Architecture Governance & Assessment

Before installing or running this skill: - Treat long‑lived AK/SK carefully: do not blindly follow the SKILL.md instruction to append SecretId/SecretKey to ~/.bashrc/.zshrc. Prefer using ephemeral STS tokens or exporting credentials only for the session where you run the tool. If you must use long‑lived keys, rotate them often and restrict their permissions. - Inspect create_role.py and scripts/cleanup.py to confirm the exact IAM actions and which policies will be attached. Do not consent to role creation until you understand the attached policies (ensure they follow least privilege). - Note an undeclared dependency: check_env.py calls the external 'clawhub' command for version checks. If you don't have or trust that tool, run check_env.py with --skip-update or run scripts in an isolated environment. - Run initial checks in a safe/test account (not production) to observe what APIs are called and what the role creation would do. Consider running in an isolated VM/container. - If you decide to proceed, avoid persisting secrets in shell rc; instead temporarily export them in-session or use a secure secrets manager.
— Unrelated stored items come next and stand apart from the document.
PR #1270, opened 2020-10-22
Introducing AtomicTestHarnesses Tests to ART

MHaggis:
The following additional tests utilize the recently released [AtomicTestHarnesses](https://github.com/redcanaryco/atomictestharnesses) to simulate the base tests from from each ATH Harness. Input arguments may be manipulated as needed to enhance simulation, which all may be found by reviewing the individual Harness code or import the ATH module and run `get-help`

Adding additional tests to:
- T1134.004 - Access Token Manipulation: Parent PID Spoofing
- T1218.001 - Signed Binary Proxy Execution: Compiled HTML File
- T1218.005 - Signed Binary Proxy Execution: Mshta

For pre-req, it will use the recently released AtomicTestHarnesses [PS Gallery](https://www.powershellgallery.com/packages/AtomicTestHarnesses) module using `Install-Module -Name AtomicTestHarnesses -Scope CurrentUser -Force`

Confirmed all tests are operational on Windows 10, non privileged user.


clr2of8 (approved):
impressive!

PR #1274, opened 2020-11-02
[WIP] Remove execution frameworks from Atomic Red Team

keithmccammon:
**Details:**
Removal of execution frameworks from Atomic Red Team as previously announced. The substantive bits from the original announcement follow:

**Some background . . .**
Atomic Red Team was always intended to be a library of tests, provided in the context of MITRE ATT&CK techniques. Atomic Red Team is managed like a software product, particularly like an API, in the sense that the schema should:
be simple enough to understand, but extensible enough to accommodate unforeseen use cases
avoid breaking changes 

And that’s it! Atomic Red Team should enable lots of use cases, from learning to copy-and-paste test execution to software products that integrate tests. Importantly, Atomic Red Team isn’t software.

**What’s changing?**
Because Atomic Red Team isn’t intended to be software, we’re moving some software out of the project! The immediate impact of this is that we’re moving execution frameworks out of the project and into their own open source project(s). We did this with Invoke-AtomicRedTeam earlier this year, and we’ll now do the same with the Ruby and Python frameworks that have been contributed in the past.

**Testing:**

**Associated Issues:**
N/A


mgraeber-rc (approved):
Thank you, Keith!

PR #1276, opened 2020-11-03
New atomics t1553 004

P4T12ICK:
**Details:**
New atomics for T1553.004 by using certutil to import certificates

**Testing:**
tested with Splunks Attack Range

**Associated Issues:**


clr2of8 (changes requested):
Thanks for adding this variation, A few requests for updates:
- Reword the dependency description to should/must form e.g. "Certificate must exist at specified location (#{pfx_path})
- Use a full path to the pfx_path so the test runs consistently. Use environment variables so the default values work for everyone e.g. $env:Temp\rootCA2.cer

P4T12ICK:
I changed the files according to the recommendations.

clr2of8 (approved):

PR #1281, opened 2020-11-06
new atomic T1112

P4T12ICK:
**Details:**
New Atomic for T1112 which sets the default execution policy of powershell to Bypass

**Testing:**
Tested with Attack Range

**Associated Issues:**
-


clr2of8 (approved):
Thank you!

PR #1844, opened 2022-04-04
Fix T1112 test 33-34

frack113:
**Details:**
fix bad `“Service”` to `"Service"`

PS the `"` can be remove as the string to put in Default have no space .

**Testing:**
Windows 10x64 + Sysnon + Aurora (Sigma rule)

**Associated Issues:**
None


clr2of8 (approved):
awesome, thx

PR #1849, opened 2022-04-05
Update T1078.003.md

liamsomerville:
Add MacOS commands to add local user and to list local users

**Details:**

**Testing:**

**Associated Issues:**


liamsomerville:
@clr2of8 really sorry! And thanks for the very polite response 😀

I've stuck a couple of PRs in, both in a state where they need reviewed.

Sorry once again!

PR #1853, opened 2022-04-06
Update T1489 - Add Kill for macOS and Linux

liamsomerville:
Add Kill command for macOS and Linux

**Details:**
Add Kill command for macOS and Linux

**Testing:**
Tested on MacOS and Ubuntu

### DIFF
--- a/atomics/T1489/T1489.yaml
+++ b/atomics/T1489/T1489.yaml
@@ -66,9 +66,8 @@ atomic_tests:
   - macos
   - linux
   input_arguments:
-    process_pid: |
-      Process ID of a running service, to list running processes run ps aux
-      description: 
+    process_name:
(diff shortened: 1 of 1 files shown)


liamsomerville:
@clr2of8 requesting another review

clr2of8 (changes requested):
Just a couple little changes requested. We like to make the default input argument work on most systems without requiring users to change them. Since `kill -9 kill` doesn't work, maybe consider something like this. 

`kill -9 $(pgrep cron)`

In this case, the name of the service could be the input argument.

`kill -9 $(pgrep #{service_name})`

Also, elevated rights are needed so you can use the following in the yaml to specify this.

`elevation_required: true`

It might be helpful to add these hints to the description to list services specifically and not all processes:
macos: launchctl list 
linux: systemctl list-units --type=service

PR #1855, opened 2022-04-07
Surround time variable in single quotes

NoL1mit:
The time in the YAML file should be wrapped in single quotes due to the colon being interpreted to have special meaning.

**Details:**
The colon in the time value is interpreted to have a special meaning, so it should be wrapped by single quotes to ensure the time value inserted is recognized by schtasks

**Testing:**

**Associated Issues:**
The current MD generated by the YAML shows the time as 27900 likely due to the missing quotes in the time variable within the YAML code.


clr2of8 (approved):
Thanks for the first-time contribution. Hope to see more in the future!

PR #1856, opened 2022-04-08
T1003.002 #4, Powerdump Improvement

lucasRiley:
**Details:**

Moved web request to pre req command , got rid of set-execution policy

**Testing:**

Windows 10

**Associated Issues:**


clr2of8 (approved):
Nice improvement. I put the GUID back in since the core of the attack commands is still the same I would like to keep the same GUID

PR #1859, opened 2022-04-11
Rewriting T1036 Test 1 in Powershell

Leomon5:
**Details:**
Rewriting T1036 test 1 in Powershell. With the way the test was written in command prompt previously, it would cause automatic execution to halt due to the fact that copying cmd.exe to another location using command prompt creates a lock on the process, preventing it from being successfully copied. Additionally, added commands to kill the new command prompt window after 5 seconds so that there is not a spare command prompt window left open. 

**Testing:**
Tested on 2 Windows 10 machines. 

**Associated Issues:**
See details. I don't believe there are any open issues for this in Github.

### DIFF
--- a/atomics/T1036/T1036.yaml
+++ b/atomics/T1036/T1036.yaml
@@ -8,10 +8,12 @@ atomic_tests:
   - windows
   executor:
     command: |-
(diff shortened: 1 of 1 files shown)


clr2of8 (approved):
Thanks Leo!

After use, clear any environment variables and inspect ~/.tencent-cloudq/config.json for what was written (it should contain only the role ARN per documentation). - If anything seems inconsistent (policy names, wording about read/write vs read-only), ask the publisher for clarifications or reject the skill. The skill's source/homepage is unknown — that reduces trustworthiness; prefer skills from known publishers or with public source repositories you can audit.